Getting down to the nitty-gritty of how SQL Server stores non-clustered indexes on disk, a non-clustered index stores all the fields that comprise the index, plus a link to the actual full record on disk. This link is the primary key (clustered index), so in fact a clustered index contains all the columns that you specify for them plus the clustered index columns too.

Covering Indexes and how they improve performance

A covering index is the term given to a non-clustered index that has been increased to include some extra fields in it that are not used for ordering, but are stored in the index anyway. The idea of setting up a covering index is so that all the fields required in a particular "select" query are "covered" by the index, i.e. all the fields requested in the select are found in the index. You create a covering index by adding certain columns as "included columns" or "non-key columns" in the index. These columns don't affect the order of the records, but do help performance.

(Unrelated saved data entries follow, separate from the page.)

PR #95, opened 2026-08-09
feat: IMAP EXISTS/UIDNEXT fallback for Hostinger CONDSTORE stall

tjsasakifln:
## Summary
- LIST-STATUS now requests EXISTS + UIDNEXT alongside HighestModSeq
- When MODSEQ is flat but EXISTS/UIDNEXT advances (Hostinger CONDSTORE stall), fetch the new sequence window with ChangedSince 0
- Pure `planMailboxSync` unit tests cover first sync, no-op, CONDSTORE advance, Hostinger stall, and UIDNEXT-only paths

## Why
Continuous 1m IMAP poll missed Hostinger self-replies after the first full sync because `sync_imap` only called `FetchChanges` when `HighestModSeq` advanced. Reply-stop then depended on operator `ADD_EMAIL` reseed. That is unsafe for pilot cadence (OBJECTIVE §26).

## Test plan
- [x] `go test ./internal/app/worker/wmail/`
- [x] `make lint`
- [ ] Deploy worker to CONFENGE VPS; after first attach, send natural Re: and prove Unibox + PLANNED→REPLIED within continuous poll (no backend restart, no JetStream force)


tjsasakifln:
Opened on wrong remote; tracking https://github.com/tjsasakifln/warmbly/pull/31

PR #240, opened 2026-08-29
fix: record why a warmup generation batch failed, instead of only 'batch failed'

joaoppa:
A warmup generation batch that fails as a whole records `batch failed` and nothing else, discarding the reason the provider gave.

Observed on a self-hosted install: three consecutive scheduled runs failed over about 13 hours, and the admin panel said only:

```
28/08 18:55  failed  batch failed
28/08 12:25  failed  batch failed
28/08 05:55  failed  batch failed
```

The actual reason was sitting on the batch object the whole time:

```json
"errors": {"data": [{"code": "invalid_request",
  "message": "Cannot find file file-…, or organization org-… does not have access to it."}]}
```

(That message turned out to be OpenAI's way of reporting a monthly spend cap: the file existed and was readable with the same key throughout. Misleading or not, it is what the operator needed to see, and it was the only thing pointing anywhere.)

## Why the existing path does not cover this

`ingestBatch` already falls back to the error file when a *completed* batch has no output, which covers a batch whose requests were all refused. A batch with status `failed` is different: it never ran, so there is no error file at all, and `pollBatchJob` writes the status alone:

```go
case "failed", "expired", "cancelled":
    if job.Error == "" {
        job.Error = fmt.Sprintf("batch %s", status)
    }
```

## Change

`GetBatch` returns a `BatchState` instead of a widening list of strings (it was already at five returns and this would have made six), carrying the batch-level `errors` alongside the status, files and counts. The failed branch appends the provider's message to the status it already records.

`batchFailureReason` renders one line and names how many more there are rather than pasting every entry into a job row, skips blank messages, and returns empty when there is nothing to say, so the existing `batch failed` text stands unchanged when the provider offers no reason.

## Tests

`TestBatchFailureReason` covers no errors, one error, several (the "+N more" form), an entry with a blank message ahead of a real one, and all-blank. It fails on the code before this change, since the function did not exist.

The poller branch itself is not unit-tested here: `warmupcontent.service` holds a concrete `*generation.GenerationClient` and `Enabled()` is `gen != nil`, so stubbing it means introducing an interface and rewiring the constructor, which is more than this fix should carry. The wiring is two lines and was checked against the recorded failure above.

`gofmt -l` clean, `go build ./...`, `golangci-lint v1.64.8 ./internal/...`, `scripts/check-migrations.sh` and `go test -race -count=2` on the two touched packages all clean.

### DIFF
--- a/internal/app/warmupcontent/batch.go
+++ b/internal/app/warmupcontent/batch.go
@@ -168,29 +168,35 @@ func (s *service) PollBatches(ctx context.Context) error {
 
 // pollBatchJob reconciles a single batch job.
 func (s *service) pollBatchJob(ctx context.Context, job *models.WarmupGenerationJob) error {
-	status, outputFileID, errorFileID, counts, err := s.gen.GetBatch(ctx, job.BatchID)
+	state, err := s.gen.GetBatch(ctx, job.BatchID)
 	if err != nil {
 		return err
 	}
-	job.BatchStatus = status
+	job.BatchStatus = state.Status
 
-	switch status {
+	switch state.Status {
 	case "completed":
-		job.BatchOutputFileID = outputFileID
+		job.BatchOutputFileID = state.OutputFileID
 		// A batch whose requests all failed completes with no output file; the
 		// refusals are in the error file, which has the same JSONL shape. Read
 		// it instead of failing on the empty id, or the reason is never seen.
-		resultsFileID := outputFileID
+		resultsFileID := state.OutputFileID
 		if resultsFileID == "" {
-			resultsFileID = errorFileID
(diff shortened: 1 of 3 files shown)


meszmate:
Pushed a commit. The `(+N more)` suffix was sized off `len(errs)` but blank entries get skipped, so `[{Code: "empty"}, {Message: "the real one"}]` claimed a second reason that isn't there. It counts readable messages now. I retargeted your blank-message case and added one to pin the count.

Also shortened the new comments for Greptile's P2.

Lint and tests clean. Good catch on the underlying bug, the writeup made this easy to verify.

Issue #187, opened 2026-08-25
[Contacts/Campaigns] Adding a contact to another campaign does not add the contact


code-withdarshan:
When selecting a contact from All Contacts and choosing Add to Campaign, the selected contact is not actually added to the chosen campaign.

Expected: The contact should be associated with the selected campaign, appear in the campaign's contact list, and update the campaign contact count.

Actual: The action does not add the contact to the campaign, even though the UI appears to accept the operation.

code-withdarshan:
It add the contact but in the campaign lead it is not seen in list i have to search then it seen in search

PR #257, opened 2026-08-29
Recipient-level engagement in the campaign Leads view (issue #250)

### LINKED ISSUE #250: Add Recipient-Level Email Engagement Tracking to Campaigns for Opens, Clicks, and Replies
One important feature is missing from Campaigns: users should be able to see which recipients opened the email, clicked on the email, and replied.

This would help users track recipient engagement and easily identify:

Who opened the email
Who did not open the email
Who clicked on the email
Who replied to the email

@meszmate

meszmate:
Closes #250

## What changes

On a campaign's **Leads** tab you can now see and filter by who opened, who did not open, who clicked and who replied.

### Server
- `POST /contacts/search` gains an `engagement` filter (`opened`, `not_opened`, `clicked`, `not_clicked`, `replied`, `not_replied`, `bounced`), built the same way as `lead_status` (`leadEngagementClause`, parameterised, scoped to the single campaign placeholder). It composes with `lead_status` as AND.
- An open is a **human** open: `opened_at IS NOT NULL AND NOT opened_machine`, the same split analytics reports as machine opens. The per-lead `campaign_lead.opened` count now follows that definition and a new `machine_opened` count carries the automated ones, so the column and the filter never disagree.
- The `not_*` values require at least one sent step, so a queued lead is neither opened nor not opened.
- Unknown values and the wrong campaign cardinality are 400s with stable codes: `invalid_lead_status`, `invalid_engagement`, `lead_filter_requires_campaign` (the existing `lead_status` validation moves onto the same codes).
- `lead_counts` gains `contacted`, `opened`, `clicked`, `replied_any` so the chips carry campaign-wide totals that match the filters.
- Export: four new columns `lead_status`, `lead_opened`, `lead_clicked`, `lead_replied`, filled when the filters name exactly one campaign. `scope=selected` now honours `filters` on top of `contact_ids` so a selected-rows export from a campaign gets those columns too.

### Web
- Leads-only **Opened / Clicked / Replied** columns (count of engaged steps, dash for sent-but-not, blank for not yet sent, "auto" for a machine-only open). The plain Contacts table is unchanged.
- The status chips above the list are now buttons that set `lead_status` on the request; a second group of engagement chips sets `engagement`. Counts and pagination come from the server for that scope, and the strip stays mounted on an empty scope so the filter can be cleared. Matching **Lead status** and **Engagement** sections in the Filters sheet.
- Export dialog offers the four campaign columns when opened from a campaign.
- Realtime: `EMAIL_OPENED` / `EMAIL_CLICKED` / `EMAIL_REPLIED` / `EMAIL_BOUNCED` are already org-scoped and already invalidate `['contacts']`, which covers the `['contacts','list',…]` leads query, so no new emit or invalidation was needed and no `refetchInterval` was added.

### Tests
`TestLiveContactEngagementFilters` (`internal/repository/contact_engagement_live_test.go`) seeds one lead per shape (human open, machine open, click, reply, bounce, sent-only, never sent) and asserts every filter value, that a machine open is not an open, that `not_opened` returns sent-but-unopened leads and excludes the never-sent one, that `lead_status` + `engagement` AND together, and that the new `lead_counts` totals match. Passes against the dev Postgres; `TestLiveEveryQueryPrepares` also passes.

### Docs
`guides/campaigns.mdx` (new "Who opened, clicked and replied" section), `api/reference/contacts.mdx` (request field, `campaign_lead`, `lead_counts`, export fields), `api/error-codes.mdx` (the three codes). No route or scope changes, so `endpoints.mdx` is untouched.

No migration, no new tables.

## Verification
- `gofmt -l ./cmd ./internal` prints nothing; `make lint` (golangci-lint + check-migrations) passes
- `web/`: `pnpm typecheck` and `pnpm lint` (0 errors)
- `docs/`: `pnpm types:check`, `pnpm lint`, `pnpm build`

## Also fixed on the way: contact export returned zero rows

While smoke-testing the export columns against the running backend, the CSV came back as a header and nothing else, for every scope. `ExportContacts` passed the **user id** into `Export`, and `ExportAll` handed that to `Search`, whose first parameter has been the **organization id** since the issue #187 org-scoping fix (Aug 25). Every contact export on `main` since then has been empty. The handler now passes the org id and the service/repository parameters are named for what they are.

## Verified against the running stack
Logged in through the API and exercised `POST /contacts/search` on a seeded campaign (24 leads: human opens, machine-only opens, clicks, replies, bounces, sent-only, queued): every `engagement` value returns the expected rows and `pagination.total`, the totals reconcile (opened 12 + not opened 9 = contacted 21, same for clicks and replies), `lead_status` + `engagement` AND together, unknown values return `invalid_engagement` and a missing campaign returns `lead_filter_requires_campaign`. Export: 8 rows for the clicked scope with the four `lead_*` columns filled, 30 rows for `scope=all`, and `scope=selected` fills the lead columns when the campaign is passed in `filters` and leaves them blank otherwise.


meszmate:
image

To explain how this works and why it is a good thing, consider an index on my "invoice" table. This non-clustered index is composed of the invoice_date. If we wanted to perform this query:

select date, invoice_id, customer_id from invoice order by date

then this index would be a good one to choose. However, when SQL Server executes this query, it must do the following:

  1. Use this index to go through the records in the table in date order.
  2. For each record, retrieve the date from this index.
  3. Due to the rule stated above, the invoice_id will also be found in this index, because invoice_id is the primary index on this table.
  4. Use the invoice_id to lookup the actual invoice record and find the customer_id for the invoice.

Now imagine a second index that had date in it, and also had customer_id in it, even though this is not really important when sorting the records. This index would be a "covering" index for the above query, because it would contain invoice_date, customer_id, and also invoice_id (due to the rule above). When SQL Server wants to answer the query, this time it does this:

  1. Uses the index to go through the records in date order.
  2. For each record, it can find the date, invoice_id and customer_id from the index without needing to lookup the actual data row.

You can see that this covering index will be faster for this particular query.

All this is a slightly advanced performance-tuning topic for SQL Server, and you can survive perfectly well without it, but you may be able to speed up your queries if you add a few well chosen "included columns" here and there.

General rules of thumb for SQL Server indexes

Here are some general rules to use when making indexes on database tables:

  1. For main or "header" tables such as a table of invoices, make a clustered index on the Primary Key of the table.
  2. For secondary or "details" tables such as "invoice_row", make a clustered index on the foreign key that groups the child records together (which in this example is "invoice_id"). This is because the majority of queries on the invoice_row table will be made in the invoice_id order rather than the invoice_row_id order.
  3. For all tables, make a non-clustered index on each of the foreign keys of the table. Don't concern yourself with covering indexes at this point.
  4. Think about the selects queries that you will be performing on the table. What sort of "where" and "order by" statements will you be using? Make a non-clustered index on these columns.
  5. It is now time to start timing your typical queries and look for any slow ones. If you identify a particularly slow one, see if there is a way that you can add extra non-key columns to an index so that it becomes a covering index for that query.

Ok, that is a brief introduction to indexes in SQL Server, covering Clustered indexes, non-clustered indexes, covering indexes, and performance tuning.